## Activity:
Below are the entries; count how many lines contain the word "seems" and reply with that number alone.

## Supplied material:
PR #2900, opened 2021-09-15
Balance tx endpoint skeleton

paweljakubas:
adp-656

Sign tx Pr is prerequisite for this. 

This PR is rebased after sign tx PR landed into master and golden json are regenerated. 
The following test suites pass:
```
stack test cardano-wallet:unit
stack test cardano-wallet-core:unit
```


lib/core/src/Cardano/Wallet/Api/Server.hs
```diff
@@ -3429,6 +3441,19 @@ instance IsServerError ErrConstructTx where
             apiError err501 NotImplemented
                 "This feature is not yet implemented."
 
+instance IsServerError ErrBalanceTx where
+    toServerError = \case
+        ErrBalanceTxTxAlreadyBalanced ->
+            apiError err403 TransactionAlreadyBalanced $ mconcat
+                [ "The transaction is already balanced. "
+                , "Please send a transaction that requires more inputs/outputs to be picked to be balanced."
```
Anviking, line 3473: As said in
https://github.com/input-output-hk/cardano-wallet/pull/2782#discussion_r709126379, I was wondering if we really need `ErrBalanceTxTxAlreadyBalanced` at all, but I saw your response.

lib/core/src/Cardano/Wallet/Transaction.hs
```diff
@@ -152,6 +155,12 @@ data TransactionLayer k = TransactionLayer
         -> ByteString
         -> Either ErrDecodeSignedTx (Tx, SealedTx)
         -- ^ Decode an externally-signed transaction to the chain producer
+
+    , updateTx
+        :: SealedTx
+        -> ( [TxIn], [TxOut] )
+        -> Either ErrUpdateSealedTx (SealedTx, Word64)
+        -- ^ Update tx by adding additional inputs and outputs and give recalculated fee
```
Anviking, line 167: 👌

lib/shelley/src/Cardano/Wallet/Shelley/Transaction.hs
```diff
@@ -411,6 +411,8 @@ newTransactionLayer networkId = TransactionLayer
 
     , decodeSignedTx =
         _decodeSignedTx
+
+    , updateTx = \_sealedTx _inpsOuts -> undefined
```
Anviking:
```suggestion
    , updateTx = \_sealedTx _inpsOuts -> error "updateTx: not yet implemented"
```
good practice for readability, and for easier tracking if we were to hit it at runtime

lib/core/src/Cardano/Wallet/Api/Types.hs
```diff
@@ -2679,6 +2718,120 @@ instance DecodeAddress t => FromJSON (ApiConstructTransactionData t) where
...
+        , "txOut" .= toJSON outs ]
+
+instance DecodeAddress n => FromJSON (ApiBalanceTransactionPostData n) where
+    parseJSON = withObject "ApiBalanceTransactionPostData" $ \o -> do
+        cbor <- o .: "transaction" >>= (\trObj -> trObj .: "cborHex")
+        cosigners <- o .: "signatories"
+        bs <- fmap getApiBytesT $ parseJSON @(ApiBytesT 'Base16 ByteString) cbor
+        let sealedTxFromBytes _x = undefined
+        case sealedTxFromBytes bs of
+            Left err -> fail $ "cborHex seems to be not deserializing correctly due to " -- <> show err
```
Anviking: Commented code ☝️ (`- <> show err`)

Anviking (commented):
Thanks for splitting into a smaller PR!

Will have a final look soon

lib/core/src/Cardano/Wallet/Api/Server.hs
paweljakubas: yes, I think when we have balanced tx we should react with error (if we want to use the same response as when constructTransaction endpoint). ApiCoinSelection cannot be empty to my best knowledge

lib/shelley/src/Cardano/Wallet/Shelley/Transaction.hs
paweljakubas: done

lib/core/src/Cardano/Wallet/Api/Types.hs
paweljakubas: I know, I commented/undefined several places to compile (it was before sign tx PR merged). Now, after sign tx PR it is not the case anymore

sevanspowell:
Thanks for splitting this up @paweljakubas, it really does help a lot.

sevanspowell (approved):
I've had a read through today and it seems sane. Like I said in my Slack message, if there is a specification for this work we can review against, I'll re-review in the morning when I'm fresh.

lib/shelley/test/unit/Cardano/Wallet/Shelley/CompatibilitySpec.hs
```diff
@@ -381,6 +393,74 @@ spec = do
...
+                , "uniswap-2.json"
+                , "uniswap-7.json"
+                --, "uniswap-9.json" -- Error in $[0]: there should be one 'lovelace' in 'value'
+                , "vesting-2.json"
+                ]
+        forM_ matrix $ \json -> do
+            let testFile = testPlutusDir </> json
+            it json $ property $ \(_thereWillBeWalletsHere :: Int) -> monadicIO $ do
+                bs <- run $ BL.readFile testFile
+                let decodeResult = eitherDecode @(ApiBalanceTransactionPostData 'Mainnet) bs
```
Anviking, line 461:
```suggestion
                let decodeResult = eitherDecode @(ApiBalanceTransactionPostData 'Mainnet) bs
                monitor $ counterexample ("decodeResult = " <> show decodeResult)

```

specifications/api/swagger.yaml
```diff
@@ -3137,7 +3250,46 @@ components:
...
+    ApiTransactionExtended: &ApiTransactionExtended
+      type: object
+      required:
+        - cborHex
+        - description
+        - type
+      properties:
+        cborHex: *serialisedTransactionHex
+        description: *txDescription
+        type: *txType
```
Anviking, line 3262: Is this precision needed rather than decoding as the latest possible tx?

When submitting txs through the node, we don't have to specify the era I believe? Why here?

lib/shelley/test/unit/Cardano/Wallet/Shelley/CompatibilitySpec.hs
```diff
@@ -381,6 +393,74 @@ spec = do
...
+                , "stablecoin_1-3.json"
+                , "stablecoin_1-4.json"
+                --, "stablecoin_2-2.json" --Error in $[0]: Value should not be empty
+                , "stablecoin_2-3.json"
+                , "token-account-2.json"
+                , "token-account-5.json"
+                , "uniswap-10.json"
+                , "uniswap-2.json"
+                , "uniswap-7.json"
+                --, "uniswap-9.json" -- Error in $[0]: there should be one 'lovelace' in 'value'
```
Anviking, line 454: Is the plan not to support these commented tests? Or to be addressed later?

Anviking (approved):

lib/core/src/Cardano/Wallet/Api/Server.hs
Anviking: I would suspect/hope either 1) allowing `ApiCoinSelection` to be empty or 2) having both `ApiCoinSelection` and `ApiNonEmptyCoinSelection` would be saner than the workarounds both we and PAB would need for this error. But we'll see when implementing it.

lib/shelley/test/unit/Cardano/Wallet/Shelley/CompatibilitySpec.hs
paweljakubas: they are malformed IMHO. plutus team is expected to deliver corrected jsons - but wanted to document how it is

specifications/api/swagger.yaml
paweljakubas: In this place I only complied with what plutus scripts have inside. See examples in shelley/test/data/plutus directory of this PR

lib/shelley/test/unit/Cardano/Wallet/Shelley/CompatibilitySpec.hs
paweljakubas: will adopt this in coming PR or this one if is not merged in this attempt

PR #228, opened 2026-08-08
feat(reactive): discover the DAG inside Modal, not on the trigger's machine

andhus:
## The measurement

`_trigger_reactive` ran `discover_and_register_aio` **locally**. That walk
calls `task.complete_aio()` once per task — a target existence check. For a
`modalvol://` target root, from outside Modal, each of those is a Volume
**API** call, and they are rate limited.

Triggering a 127-task DAG from a laptop spent **~64 s**, almost entirely in
rate-limit backoff. Before that path was hardened it failed outright with
`VolumeListFiles rate limit exceeded`.

It was the only discovery site that ran locally:

| path | where discovery ran |
| --- | --- |
| `build_spawn` / `build_remote` (resident) | inside Modal — roots cloudpickled in |
| `_WorkerLifecycleReporter._register_dynamic_deps` | inside Modal (in the worker) |
| `_trigger_reactive` | **locally** |

Inside Modal the same volume is a **mounted filesystem**, so moving the walk
removes the API from the path rather than merely backing off against it.

## The new flow

```
trigger (cheap, no target I/O):
  mint or resume the build in the registry
  register the root tasks
  spawn bootstrap(build_id, roots-by-value, tick_kwargs)   -> return

bootstrap (in Modal):
  discover: walk requires(), one completion check per task
  register the discovered DAG (chunked, post-order)
  task-module coverage pre-flight
  persist the task objects (skipping pickles a tick can rebuild)
  write the reactive marker   <-- LAST
  spawn the first tick
```

The roots ride along **by value**, cloudpickled into the call exactly as
`build_spawn` passes `tasks=` to the builder.

Registering the roots is genuinely free of target I/O:
`_get_task_data_for_registration` reads `target().uri`, which *constructs* a
URI and performs no existence check. So the trigger touches no target root at
all — it now needs registry credentials only.

**The task-store writes move too, and that is a large part of the win.** With
a `modalvol://` root the store is a mounted filesystem in the container and a
rate-limited volume API from a laptop; the same N writes become N local ones.

## The ordering guarantee, and why it is preserved

`build_set_reactive_meta` is written **last**, after discovery *and*
persistence, and a tick no-ops on any build whose `reactive_app_name` is
None. That ordering is what guarantees **no tick ever observes a partially-
registered DAG**.

It is load-bearing, not stylistic. Registration is chunked (50 at a time)
post-order, so the roots land *last*; mid-registration a build presents as
"nothing actionable, roots not complete" — exactly the shape `_handle_terminal`
fails a build on. Today that is unreachable only because the marker is not yet
set.

The guarantee is enforced by keeping the marker write as the second-to-last
statement of `run_reactive_bootstrap` (the tick spawn follows it), and it is
called out in the function's docstring as *do not "tidy" this*, with the
failure mode spelled out — because it is easy to reorder and reintroduce the
window.

`BuildTriggerResult.function_call` now carries the **bootstrap** call for
reactive triggers. That is the honest handle: it is what the trigger actually
spawned, and its failure is what means the build never started. Previously it
carried the first tick's call, which resolved as soon as that tick lingered
out and said nothing about whether the DAG had been registered. The field name
and the type stay put, so resident callers are unaffected.

## Failure handling

A failed bootstrap must not leave an orphan RUNNING build, so both sides of
the spawn record a terminal `BUILD_FAILED` before propagating:

- **Trigger side** — from the moment it knows the build is RUNNING through the
  spawn. The arming point is deliberate: on a **re-trigger** the build may
  still be terminal until `build_resume` succeeds, so `build_resume` sits
  *outside* the guard. Failing a build on behalf of a resume that never landed
  would misattribute someone else's outcome.
- **Bootstrap side** — everything in the container, including the first tick's
  spawn. An un-spawned tick is not a partial success; it is a build nothing
  will ever move.

Recording the failure is best-effort and never masks the original exception.

## Where each check ended up

Discovery runs in Modal **by default, always**, with a named opt-out:
`StardagApp(reactive_discovery="modal" | "local")`. It sits on the app rather
than on the trigger because the reasons to opt out are properties of the
*deployment* — an app deployed before the `bootstrap` function existed, or a
target root the Modal app cannot reach — not of one invocation, and because
every other reactive knob already lives there. `"local"` runs the identical
`run_reactive_bootstrap` in the triggering process: same code, same order,
same failure handling.

The **authoritative** coverage pre-flight runs wherever discovery runs, over
the real discovered set, and gates `require_pickle_free`. It is never skipped.
A side benefit of the default placement: it now compares the DAG against the
**deployed** `task_modules` list rather than the caller's local one, closing
the stale-deploy blind spot the check used to carry.

`require_pickle_free=True` is still enforced and still fails loudly — it
records a terminal `BUILD_FAILED` and re-raises on the bootstrap's Modal call,
so it surfaces both in the registry and on `function_call.get()`.

Separately and additively, the trigger emits a **roots-only advisory** before
spawning: the root task classes are a fixed, tiny set it already holds, so the
check costs no `requires()` traversal, no target I/O and no measurable time,
and it catches the dominant misconfiguration ("I never declared my package")
in the operator's terminal rather than a container start later in a log they
have to go find. It is a strict *subset* of the real check and labelled as
such — two checks that can disagree would be worse than one. It is skipped
under `reactive_discovery="local"`, where the real check runs microseconds
later in the same process.

## Why a separate function rather than work inside the tick

The timeout budgets answer different questions. A tick is sized for **one
frontier pass** and is meant to be short — its timeout also derives the
per-pass spawn cap. The bootstrap is a **single whole-DAG walk** whose cost
scales with the DAG and is paid once per trigger. One number cannot honestly
cover both: shortening the tick, normally a good idea, would start killing the
bootstrap of large DAGs.

`bootstrap` therefore defaults to `builder_settings` (**not** `tick_settings`)
— the same image, secrets and target-root volume mounts as the builder, which
does the same discovery for resident builds — and is separately configurable
via `StardagApp(bootstrap_settings=...)`.

Resident builds are completely unaffected.

## Verification

```
uv run --project lib/stardag pytest lib/stardag/tests -q -m "not modal_live"
1247 passed, 29 deselected, 15 warnings in 24.80s        (1227 on the base)

uvx pre-commit run --files <every changed file>
prettier ... Passed   ruff ... Passed   ruff format ... Passed   pyright (lib/stardag) ... Passed
```

Deploying an app is required to get the `bootstrap` function.


andhus:
Copilot review triaged — both findings are real and both are about `reactive_discovery="local"`.

**`BuildTriggerResult.function_call` docstring.** Correct: with `reactive_discovery="local"` the trigger does not spawn `bootstrap` and returns the first tick's `FunctionCall`.

**`_build_executor_metadata` records `function_name="tick"`.** The sharper one — the trigger now spawns `bootstrap` by default, so the stored metadata names a function that did not run, and that field is read by operator/UI surfaces.

andhus:
**Now resolved** — both.

`_build_executor_metadata` records `bootstrap` for reactive builds, `tick` under `reactive_discovery="local"` (no bootstrap to spawn), `build` otherwise. The `function_call` docstring gains the same exception.

Confirmed on a live deployment: a reactive build triggered after this change records `function_name=bootstrap`.

PR #1339, opened 2025-11-21
chore: update bazaar config to new format

renner0e:
https://github.com/kolunmi/bazaar/commit/f71dea0a3583d0ad36e28b3b5f8ff5356f864bc3

We need to keep the old txt one for now so the old bazaar version keeps working.

Some users could be running the old bazaar versions for a while.
Delete the txt one when we can safely assume that nobody runs the old version of bazaar anymore.
 
The txt format one will not be parsed by the new version. This is a breaking change that will happen in the next bazaar release, so we can land this before the actual bazaar release happens.

~~I still need to verify that this actually works.~~

image

image

### DIFF
--- a/.github/renovate.json5
+++ b/.github/renovate.json5
@@ -1,7 +1,7 @@
 {
   "$schema": "https://docs.renovatebot.com/renovate-schema.json",
   "extends": [
-    "config:best-practices",
+    "config:best-practices"
   ],
 
   // Do not rebase when the default branch is updated
@@ -37,7 +37,10 @@
     {
       "automerge": true,
       "matchUpdateTypes": ["digest"],
-      "matchDepNames": ["ghcr.io/ublue-os/kinoite-main"],
+      "matchDepNames": [
+        "ghcr.io/ublue-os/kinoite-main",
+        "ghcr.io/get-aurora-dev/common"
+      ]
     }
   ]
 }
--- a/.github/workflows/generate-release.yml
+++ b/.github/workflows/generate-release.yml
@@ -30,7 +30,7 @@ jobs:
 
     steps:
       - name: Checkout last 500 commits (for <commits> to work)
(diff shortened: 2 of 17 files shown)


system_files/shared/etc/bazaar/blocklist.yaml
```diff
@@ -0,0 +1,35 @@
+blocklists:
```
ledif, line 2:
```suggestion
# For the rationale about what is included in this list, see https://github.com/ublue-os/aurora/issues/786
blocklists:
```

system_files/shared/etc/bazaar/config.yaml
```diff
@@ -43,6 +45,10 @@ css: |
     color: #2d2f9b;
   }
 
+  .rec-section app-tile-verified-check {
```
AlexanderVanhee: I’d replace all `app-tile-verified-check` styles with the snippet below. Some of the existing variations have poor contrast or look a bit off.

```css
app-tile-verified-check {
  color: var(--fg-color);
}
```

I would also remove all `app-tile-installed-indicator` styles for mostly the same reasons, but no style overwrites are needed there.

AlexanderVanhee:
I would also recommend you use `border-radius: 12px;` on both `.global-section` and `.global-section banner` as this is the standard border radius for "card" elements in Adwaita.

system_files/shared/etc/bazaar/config.yaml
renner0e: Thanks!
Should be resolved with
https://github.com/ublue-os/aurora/pull/1339/commits/456522e5b902269b5fc78b6eeb9c5d4bf66ad457
https://github.com/ublue-os/aurora/pull/1339/commits/7dd11b58c8a324ed6c94fb3dbee307c93d1dfff4

PR #1340, opened 2025-11-21
feat: versioned isos with date

renner0e:
needs some website changes + cloudlfare bucket

the checksum stuff works
image


inffy:
maybe the date should be without the dashes, so like 20251121. what do you think?

NiHaiden:
I think the way to solve this is gonna be to upload a seperate metadata json file like current-iso.json or something along those lines that can be parsed by the download picker and then serve the current iso using the provided link in there. This is probably the easiest way to integrate it with the website and add support for it.

Thoughts?

PR #1374, opened 2025-11-29
chore: refactor get-aurora-dev/common image declaration 

ledif:
I think it's cleaner to pull the sha and image ref out of the Containerfile and into the Justfile, similar to other auxiliary images like rechunker.


renner0e:
looks like the verification is working :)
image

Issue #1400, opened 2025-12-02
Remove akonadi/mariadb from Aurora


hal7df:
So, I discovered somewhat by chance that Aurora has a full-fledged copy of MariaDB baked into the image...I did some digging and found that the reason for this is that MariaDB is required by Akonadi, which is a part of the `kde-desktop` group in dnf (which I think is what gets installed to provide "minimal KDE").  Akonadi is the storage backend for the KDE PIM suite (Kontact, KMail, KOrganizer, etc.), which is not installed in the base Aurora load; anyone using these programs are likely to [install them as a Flatpak](https://flathub.org/en/apps/org.kde.kontact) which [uses its own instance of akonadi](https://github.com/flathub/org.kde.kontact/blob/b67816b11ae3d7940032965b926ac7265794c818/org.kde.kontact.json#L211).

All told, Akonadi + MariaDB are taking up about ~100MiB of space when unpacked. Thus, my question: should Aurora (or, realistically, `kinoite-main`) just remove [these packages](https://github.com/hal7df/borealos/pull/24/files#diff-c508188958b68ce78976e33b66f47762f45f4a7bc134c5781cc38ee9ee81589a) since it seems Akonadi is basically dead weight in these images? Maybe someone is relying on the builtin mariadb package but honestly it seems better practice to pull in MariaDB either as a container image or via brew.

PR #1402, opened 2025-12-02
chore: free space - remove akonadi+mariadb

inffy:
closes https://github.com/ublue-os/aurora/issues/1400

### DIFF
--- a/build_files/base/04-packages.sh
+++ b/build_files/base/04-packages.sh
@@ -57,6 +57,7 @@ FEDORA_PACKAGES=(
     sssd-ipa
     sssd-krb5
     tmux
+    uld
     virtualbox-guest-additions
     wireguard-tools
     wl-clipboard


build_files/base/04-packages.sh
```diff
@@ -142,6 +144,13 @@ EXCLUDED_PACKAGES=(
     khelpcenter
     krfb
     krfb-libs
+    mariadb
+    mariadb-backup
+    mariadb-common
+    mariadb-cracklib-password-check
+    mariadb-errmsg
+    mariadb-gssapi-server
+    mariadb-server
```
renner0e:
```suggestion
    mariadb
    mariadb-common
    mariadb-errmsg
```
this is enough, we don't need to be super verbose here as these are automatically removed

renner0e (dismissed):
KDE Linux doesn't ship akonadi I guess this is fine to remove then.

renner0e (dismissed):

Issue #1404, opened 2025-12-02
Package uld missing (regression from Fedora 42)


miku-orb:
### Describe the package

Originally added in #322, after update to Fedora 43 base image, the Samsung printer doesn't work due to error: `File "/usr/lib/cups/filter/rastertospl" not available: No such file or directory`

Unsurprisingly why it's not included right now, since it's being excluded:
https://github.com/ublue-os/aurora/blob/cbe6fcc39ca361fc9ad77d606411b813eac8a473/build_files/base/04-packages.sh#L66-L78

I'm not sure what was the original source of the package, but the upstream has these instructions: https://negativo17.org/samsung-unified-linux-driver-printers-scanners/

And indeed the package is at version `1.00.39.12-3.fc43`. So perhaps it was withheld only temporarily back then due to lack of fc43 package? But it's there now, at least in that repo.

PR #1405, opened 2025-12-02
feat: add back uld samsung/hp printer driver

renner0e:
fixes: https://github.com/ublue-os/aurora/issues/1404 This is a proprietary driver from negativo repo.
We had this in the past and this is hardware enablement so I think it's fine to include (again).


inffy (approved):
this is fine, there wasn't f43 package previously as I think fedora dropped it or something. didn't know that t here was one in negativo

PR #1472, opened 2025-12-16
feat: move back image specific files/hacks/tech debt

renner0e:
partly undoes: https://github.com/ublue-os/aurora/pull/1421

The rationale behind this change is that we don't introduce tech debt to other aurora variants with this.

Please someone look over the files from common and add suggestions what would fit the criteria to be here.

### DIFF
--- a/build_files/base/19-initramfs.sh
+++ b/build_files/base/19-initramfs.sh
@@ -8,7 +8,7 @@ KERNEL_VERSION=$(rpm -q --queryformat="%{evr}.%{arch}" kernel-core)
 
 # Ensure Initramfs is generated
 export DRACUT_NO_XATTR=1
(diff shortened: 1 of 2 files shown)


system_files/shared/etc/rpm-ostreed.conf
```diff
@@ -0,0 +1,17 @@
+# Entries in this file show the compile time defaults.
+# You can change settings by editing this file.
+# For option meanings, see rpm-ostreed.conf(5).
+
+[Daemon]
+AutomaticUpdatePolicy=stage
+
+##########
+# NOTE: This will be set to true by default in Spring 2025
```
ledif:
```suggestion
# NOTE: There are plans to set to true by default in the future
```

system_files/shared/usr/lib/dracut/dracut.conf.d/10-compression.conf
ledif, line 1: This can be removed based on https://github.com/get-aurora-dev/common/pull/48#discussion_r2627422501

## Exercise result:
3